再び私たちを乗せたバスが、マレーシアに入ると、雨足はさらに強くなり、道の両側に延々とおい茂る椰子林が黒い影になって強風に翻弄されていました。突然、空の遠くで閃光が走りました。マレーシアの赤裸々な一面は、疲れた気持ちを高揚させるのでした。

話は少しづつ深くなっていきます。
「君は結婚していないの?」
「はい。」
「僕もしていないんだ。学生の頃から付き合っていた彼女がいたんだよ。八年間、僕達はいつも一緒だった。だけど、僕達は別れた。そしてすぐに、彼女はムスリムの男と結婚してしまったんだ。彼女はムスリム、僕はヒンドゥー教なのさ。
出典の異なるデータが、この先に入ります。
PR #86, opened 2020-04-01
Fix false "geordi commit" message (closes #83)

### LINKED ISSUE #83: geordi commit falsely claims "no staged changes"
I have staged changes, but `geordi commit` warns "No staged changes. Will create an empty commit."

The issue is that Geordi only looks for added files:

https://github.com/makandra/geordi/blob/761782c9a4d44ba5ed89b8d88da071a146608d63/lib/geordi/util.rb#L97

It should instead check if any line starts with a letter. See documentation of [git status porcelain](https://git-scm.com/docs/git-status#_porcelain_format_version_2) and the used [short format](https://git-scm.com/docs/git-status#_short_format).

JohannaHartmann:
"geordi commit" would print a warning "no staged changes" unless new files were staged.
Now it respects **any** staged changes.

### DIFF
--- a/README.md
+++ b/README.md
@@ -385,6 +385,9 @@ calling your local geordi like so (adjust paths to your needs):
 
     # @option -I: add directory to load path
     ruby -I ../geordi/lib ../geordi/bin/geordi <command>
+    
+    # with debugger
+    ruby -r byebug -I ../geordi/lib ../geordi/bin/geordi <command>
 
 Don't forget to update this README. The whole `geordi` section is auto-generated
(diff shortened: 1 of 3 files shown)


README.md
```diff
@@ -385,6 +385,9 @@ calling your local geordi like so (adjust paths to your needs):
 
     # @option -I: add directory to load path
     ruby -I ../geordi/lib ../geordi/bin/geordi <command>
+    
+    # with debugger
+    ruby -r byebug -I ../geordi/lib ../geordi/bin/geordi <command>
```
codener, line 390: Thanks for documenting this.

」

「二人が同じ宗教ならば、八年も待たずに結婚していたにちがいない…」
そう考えながら、私はしばらく黙っていました。雨粒はだんだん小さくなってきました。
バスは、休憩所に入り、みんなは二十分間開放されました。二人はフードコートで暑いコーヒー牛乳を頼みました。彼はサンドウィッチと、月餅を買うと、私のバックに入れてくれました。

バスが湿った車体をようやくクアラルンプールの中心部に入っていったのは、青が薄くなりかける頃でした。